# Bristol: Local Elections



## xenon (Apr 23, 2007)

Anyone bothering?


----------



## munkeeunit (Apr 23, 2007)

Voter turnout is stuck at historically low levels of around 50%. We have a government elected in the last 2 general elections with a popular mandate of only a little over 20% of the electorate, when this low turnout is factored in.

Voting isn't coming up in my ward this time round, and the only real reason to vote I can think of is to dilute the vote of the BNP. 

This urge to dilute the vote of the far-right also seems to be the only factor in the historically high turnout in the French general election so far (80+%), and not in any real resurgence in support for a worn out mainstream.


----------



## xenon (Apr 23, 2007)

I must admit I need to research who exactly's standing and what they're standing for. Although if I get to the polling station, I know which party I shall vote for already. Presuming they have a candidate.

Greens FWIW.


----------



## Isambard (Apr 23, 2007)

xenon_2 said:
			
		

> Greens FWIW.



Promise organic jam tomorrow by stealing the bread of the working class.


----------



## xenon (Apr 23, 2007)

No sandwhiches today then.


They'll never get any real power but my thinking is. The more representatives they have, will perhaps keep the focus on environmental issues. The issues the mainstream parties have been trying to grandstand over of late.

They're all pawns in my little game. I wish.


----------



## nightbreed (Apr 23, 2007)

All you Bristolians out there ,support whoever supports the care workers.

http://bristolhomecare.blogspot.com/


----------



## JTG (Apr 23, 2007)

xenon_2 said:
			
		

> I must admit I need to research who exactly's standing and what they're standing for. Although if I get to the polling station, I know which party I shall vote for already. Presuming they have a candidate.
> 
> Greens FWIW.



Greens have candidates in every ward in Bristol mate. Which one are you in?

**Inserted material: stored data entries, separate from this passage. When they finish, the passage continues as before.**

PR #2002, opened 2023-02-02
add getImageLabels func, to get CRI and cluster runtime info.

starComingup:

We need to use image labels when we install different CRI、CSI、CNI and so on, so we need to get image labels info to help us understand which were specified by clusterimage.

NONE

### Special notes for reviews
If I did this correctly. I will use this function in sealer run.go.

### DIFF
--- a/pkg/imageengine/buildah/get_image_info.go
+++ b/pkg/imageengine/buildah/get_image_info.go
@@ -39,3 +39,21 @@ func (engine *Engine) GetImageAnnotation(opts *options.GetImageAnnoOptions) (map
 	out := buildah.GetBuildInfo(builder)
 	return out.ImageAnnotations, nil
 }
+
+func (engine *Engine) GetImageLabels(opts *options.GetImageLabelsOptions) (map[string]string, error) {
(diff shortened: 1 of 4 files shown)


pkg/imageengine/buildah/get_image_info.go
```diff
@@ -39,3 +39,21 @@ func (engine *Engine) GetImageAnnotation(opts *options.GetImageAnnoOptions) (map
...
+	store := engine.ImageStore()
+	name := opts.ImageNameOrID
+
+	builder, err := openImage(ctx, engine.SystemContext(), store, name)
+	if err != nil {
+		return nil, err
+	}
+
+	out := buildah.GetBuildInfo(builder)
+	return out.OCIv1.Config.Labels, nil
```
Starnop, line 58: In fact, the labels that are defined in the `Kubefile` are stored in the ImageExtension

starComingup: Oops! so we just need to get ImageExtension to get labels, I will close this pr.

Issue #2011, opened 2023-02-03
[Feature] Support use CustomImageName to change TestImage for e2e test


zhy76:
## Issue Description

Type: *feature request*

### Describe what feature you want
I found that the previous image:docker.io/sealer-io/kubernetes:v1.22.15 has problems in the e2e test,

They're the only reason I'm bothering, no way would I vote for any of the big three. And they may win where I am


----------



## xenon (Apr 23, 2007)

I'm in Bedminster. Will have a proper look on the net tomorrow and see who's standing for what. But will probably vote Green anyway.

I'll take a look at that site as well nightbreed and see what it's all about.


----------



## Isambard (Apr 23, 2007)

<waves at JTG>

How goes it mate?
I was in Hamburg the other week and now have a St Pauli T-Shirt.


----------



## Sunspots (Apr 23, 2007)

http://www.bristol.gov.uk/ccm/navigation/council-and-democracy/councillors--democracy-and-elections/

(scroll down to _List Of Candidates_ pdf link)


----------



## JTG (Apr 24, 2007)

xenon_2 said:
			
		

> I'm in Bedminster. Will have a proper look on the net tomorrow and see who's standing for what. But will probably vote Green anyway.
> 
> I'll take a look at that site as well nightbreed and see what it's all about.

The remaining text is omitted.